Pricing with collateral – Variation Margin

  • Margin: terminology, fundamentals and market infrastructure
  • Regulatory framework for Variation Margin, CSA, time table
  • Cash collateral and generalization. The cash-collateral discounting. The standard collateral results and their exact application. Extension to generalized definitions of collateral. What is hidden behind OIS discounting (and when it cannot be used)?
  • Assets (bonds) collateral. Not all CSA/collateral agreements are based on cash. Generalization of collateral results for collateral with assets (collateral square)
  • Foreign currency collateral. Impact of foreign currency cash collateral on valuation

Multi-curve framework

  • Definitions and fundamental hypothesis of the framework. The relation to collateral. The basic instruments. The multi-curve framework is based on relatively simple hypothesis, but those hypotheses are far reaching with subtle impacts
  • Curve description: Defining flexible curves.

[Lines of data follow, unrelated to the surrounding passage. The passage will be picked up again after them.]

PR #1008, opened 2015-10-22
Authenticate override for Instagram no longer needed

brunomlopes:
A recent change in Authenticate handled the return value of OnAuthenticated as the return value, but that behaviour was missing on this provider and broke a particular flow on our app.

A quick comparisson between the base provider and this one seemed to show that the only relevant difference could be handled by AuthClientFilter.

I'm not 100% sure on this, but thought it's easier to show the change this way.


mythz:
Cool, I like it, deleting code is a win! thx :+1:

Spread curves. What to interpolate? Impact of interpolation on risk
  • Curve calibration:
    • Standard curves or simultaneous calibration. The multi-curve framework is more than a juxtaposition of single curves. The curves interact and calibrating them simultaneously is often required. The basis swaps have also an impact on how to look at risk. Several markets have idiosyncrasies that need to be taken into account: two-swaps basis, swaps in EUR, Fed Funds swaps in USD, change of frequency for AUD IRS 
    • Curves are never simple. Incorporating turn-of-year, central bank meeting dates and dealing with sparse data 
    • Risk computation: the growing number of (delta) risk figures. With multiple curves, the number of risk factors is also multiplied. How to look at risks for (linear) products
    • Jacobian/transition matrices
    • The market quotes are quite heterogeneous in term of instrument used and tenors. Standardization of nodes and remapping of risk make it easier to read reports. It can also be used to store/use historical data for VaR, scenarios and statistical analysis
  • Risk management in a multi-curve/multi-currency framework

Benchmarks

  • Changes in benchmarks. Changes are expected for the main benchmarks – like LIBOR – under regulatory pressure, with new overnight benchmarks predicted to replace them

Workshop: Curve calibration

  • Curve calibration
  • Risk management
  • Foreign currency collateral
  • How appearance of risk is changing with the selection of calibration instruments

All curve calibration and collateral examples use production grade open source code (the code is used by banks, CCPs, hedge funds). As the code is open source (Apache 2 license), participants will be able to take away the examples and run them using their own data without limitation.

Day Two

Interest rate modelling

  • Modelling with collateral. Dynamic term structure models have been developed to cover collateral discounting. Even if they are partly similar to the single-curve interest rate models, the collateral adds an extra layer of complexity and an extra layer of spreads to deal with. A large part of the financial mathematics and numerical analysis developed in the single-curve framework can be reused, but some additional issues have to be taken into account
  • Modelling vanilla instruments: IRS, OIS, FRA, basis swaps, STIR futures, swaptions, cap/floor, etc.
  • Review of different multi-curve dynamic models proposed in the literature: deterministic spread, full-term structure models, parsimonious model, rational model, additive and multiplicative spreads, and hybrid models
  • Models for multi-currency collateral 
  • Collateral optionality

Benchmarks

  • Fall-back clauses are proposed in case of discontinuation of exiting benchmarks. What are those proposals? What is the impact of the proposals on the valuation of existing portfolios? Analysis of vanilla products applying the models developed in the first part of the programme
  • New products associated to new benchmarks, e.g. futures on overnight benchmarks, deliverable swap futures 

Workshop: Multi-curve stochastic models

  • Impact of the choice of stochastic model on the price of vanilla instruments 
  • Example of futures and FRA convexity adjustments 
  • Impact of fall-back clauses in case of LIBOR discontinuation

All stochastic model examples also use production grade open source code.